What you need to do: Return the data below in full, matching every line exactly.

Raw data:
PR #922, opened 2016-05-04
xplat: fix SysFreeString implementation

jianchun:
PAL's SysFreeString implementation does not match SysAllocStringLen.
Should offset DWORD length before HeapFree.

### DIFF
--- a/pal/src/misc/bstr.cpp
+++ b/pal/src/misc/bstr.cpp
@@ -119,7 +119,7 @@ STDAPI_(BSTR) SysAllocStringLen(const OLECHAR *psz, UINT len)
 }
 
 /***
- *BSTR SysFreeString(char*)
+ *void SysFreeString(BSTR)
  *Purpose:
  *  Free a bstr using the passed in string
  *
@@ -130,16 +130,20 @@ STDAPI_(BSTR) SysAllocStringLen(const OLECHAR *psz, UINT len)
  *  return value = void
  *
  ***********************************************************************/
-STDAPI_(void) SysFreeString(const OLECHAR* psz)
+STDAPI_(void) SysFreeString(BSTR bstr)
 {
-    if (psz != NULL)
+    if (bstr != NULL)
     {
-        HeapFree(GetProcessHeap(), 0, (LPVOID) psz);
+        bstr = (BSTR) ((char*) bstr - sizeof(DWORD));
+#if defined(_WIN64)
+        bstr = (BSTR) ((char*) bstr - sizeof(DWORD));
+#endif
+        HeapFree(GetProcessHeap(), 0, (LPVOID) bstr);
     }
 }
 
 /***
- *BSTR SysStringLen(char*)
+ *UINT SysStringLen(BSTR)
  *Purpose:
  *  Return the length of the string in characters (not including null terminator)
  *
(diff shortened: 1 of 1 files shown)


pal/src/misc/bstr.cpp
```diff
@@ -130,16 +130,20 @@ STDAPI_(BSTR) SysAllocStringLen(const OLECHAR *psz, UINT len)
...
-STDAPI_(void) SysFreeString(const OLECHAR* psz)
+STDAPI_(void) SysFreeString(BSTR bstr)
 {
-    if (psz != NULL)
+    if (bstr != NULL)
     {
-        HeapFree(GetProcessHeap(), 0, (LPVOID) psz);
+        bstr = (BSTR) ((char*) bstr - sizeof(DWORD));
+#if defined(_WIN64)
+        bstr = (BSTR) ((char*) bstr - sizeof(DWORD));
```
obastemur: both 137 and 139 are exactly same. Do we need both for `_WIN64` ?

jianchun: This is because of extra offset done for `_WIN64` on line 105. Actually I don't understand line 105 or its comment. Maybe it was done for alignment on x64? It looks without the extra offset it works fine on Linux Amd64.

obastemur: Actually, AFAIK PAL (ChakraCore) is not for `_WIN64` anyways.

jianchun: Yes, that's why I said without it Linux x64 worked fine. There might be a perf difference. But BSTR isn't used a lot here and doesn't matter.

digitalinfinity:
LGTM

pal/src/misc/bstr.cpp
jianchun: > update: so maybe we should also remove 99 to 106 too ?

I thought about the same, but didn't make the change since we are not using this on _WIN64 anyway. Left it there in case one day we found we need it for Linux x64.

jianchun:
Thanks @obastemur @digitalinfinity

pal/src/misc/bstr.cpp
```diff
@@ -130,16 +130,20 @@ STDAPI_(BSTR) SysAllocStringLen(const OLECHAR *psz, UINT len)
  *  return value = void
  *
  ***********************************************************************/
-STDAPI_(void) SysFreeString(const OLECHAR* psz)
+STDAPI_(void) SysFreeString(BSTR bstr)
```
ThomsonTan: Preserve const?

jianchun: > Preserve const?

The original API signature on Windows and also https://github.com/Microsoft/ChakraCore/blob/linux/pal/inc/rt/palrt.h#L444 does not have const.

pal/src/misc/bstr.cpp
```diff
@@ -130,16 +130,20 @@ STDAPI_(BSTR) SysAllocStringLen(const OLECHAR *psz, UINT len)
...
 {
-    if (psz != NULL)
+    if (bstr != NULL)
     {
-        HeapFree(GetProcessHeap(), 0, (LPVOID) psz);
+        bstr = (BSTR) ((char*) bstr - sizeof(DWORD));
```
ThomsonTan: Instead of hard-coding to use char*, use or define some macro to access the heap address in BSTR? This looks a little weird because BSTR usually points to WCHAR.

jianchun: These are low level address manipulation code cloned and modified from existing SysAllocStringLen. Using "char*" to manipulate byte addresses are common elsewhere. Defining macro here looks overkill to me.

Task answer:
PR #922, opened 2016-05-04
xplat: fix SysFreeString implementation

jianchun:
PAL's SysFreeString implementation does not match SysAllocStringLen.
Should offset DWORD length before HeapFree.

### DIFF
--- a/pal/src/misc/bstr.cpp
+++ b/pal/src/misc/bstr.cpp
@@ -119,7 +119,7 @@ STDAPI_(BSTR) SysAllocStringLen(const OLECHAR *psz, UINT len)
 }
 
 /***
- *BSTR SysFreeString(char*)
+ *void SysFreeString(BSTR)
  *Purpose:
  *  Free a bstr using the passed in string
  *
@@ -130,16 +130,20 @@ STDAPI_(BSTR) SysAllocStringLen(const OLECHAR *psz, UINT len)
  *  return value = void
  *
  ***********************************************************************/
-STDAPI_(void) SysFreeString(const OLECHAR* psz)
+STDAPI_(void) SysFreeString(BSTR bstr)
 {
-    if (psz != NULL)
+    if (bstr != NULL)
     {
-        HeapFree(GetProcessHeap(), 0, (LPVOID) psz);
+        bstr = (BSTR) ((char*) bstr - sizeof(DWORD));
+#if defined(_WIN64)
+        bstr = (BSTR) ((char*) bstr - sizeof(DWORD));
+#endif
+        HeapFree(GetProcessHeap(), 0, (LPVOID) bstr);
     }
 }
 
 /***
- *BSTR SysStringLen(char*)
+ *UINT SysStringLen(BSTR)
  *Purpose:
  *  Return the length of the string in characters (not including null terminator)
  *
(diff shortened: 1 of 1 files shown)


pal/src/misc/bstr.cpp
```diff
@@ -130,16 +130,20 @@ STDAPI_(BSTR) SysAllocStringLen(const OLECHAR *psz, UINT len)
...
-STDAPI_(void) SysFreeString(const OLECHAR* psz)
+STDAPI_(void) SysFreeString(BSTR bstr)
 {
-    if (psz != NULL)
+    if (bstr != NULL)
     {
-        HeapFree(GetProcessHeap(), 0, (LPVOID) psz);
+        bstr = (BSTR) ((char*) bstr - sizeof(DWORD));
+#if defined(_WIN64)
+        bstr = (BSTR) ((char*) bstr - sizeof(DWORD));
```
obastemur: both 137 and 139 are exactly same. Do we need both for `_WIN64` ?

jianchun: This is because of extra offset done for `_WIN64` on line 105. Actually I don't understand line 105 or its comment. Maybe it was done for alignment on x64? It looks without the extra offset it works fine on Linux Amd64.

obastemur: Actually, AFAIK PAL (ChakraCore) is not for `_WIN64` anyways.

jianchun: Yes, that's why I said without it Linux x64 worked fine. There might be a perf difference. But BSTR isn't used a lot here and doesn't matter.

digitalinfinity:
LGTM

pal/src/misc/bstr.cpp
jianchun: > update: so maybe we should also remove 99 to 106 too ?

I thought about the same, but didn't make the change since we are not using this on _WIN64 anyway. Left it there in case one day we found we need it for Linux x64.

jianchun:
Thanks @obastemur @digitalinfinity

pal/src/misc/bstr.cpp
```diff
@@ -130,16 +130,20 @@ STDAPI_(BSTR) SysAllocStringLen(const OLECHAR *psz, UINT len)
  *  return value = void
  *
  ***********************************************************************/
-STDAPI_(void) SysFreeString(const OLECHAR* psz)
+STDAPI_(void) SysFreeString(BSTR bstr)
```
ThomsonTan: Preserve const?

jianchun: > Preserve const?

The original API signature on Windows and also https://github.com/Microsoft/ChakraCore/blob/linux/pal/inc/rt/palrt.h#L444 does not have const.

pal/src/misc/bstr.cpp
```diff
@@ -130,16 +130,20 @@ STDAPI_(BSTR) SysAllocStringLen(const OLECHAR *psz, UINT len)
...
 {
-    if (psz != NULL)
+    if (bstr != NULL)
     {
-        HeapFree(GetProcessHeap(), 0, (LPVOID) psz);
+        bstr = (BSTR) ((char*) bstr - sizeof(DWORD));
```
ThomsonTan: Instead of hard-coding to use char*, use or define some macro to access the heap address in BSTR? This looks a little weird because BSTR usually points to WCHAR.

jianchun: These are low level address manipulation code cloned and modified from existing SysAllocStringLen. Using "char*" to manipulate byte addresses are common elsewhere. Defining macro here looks overkill to me.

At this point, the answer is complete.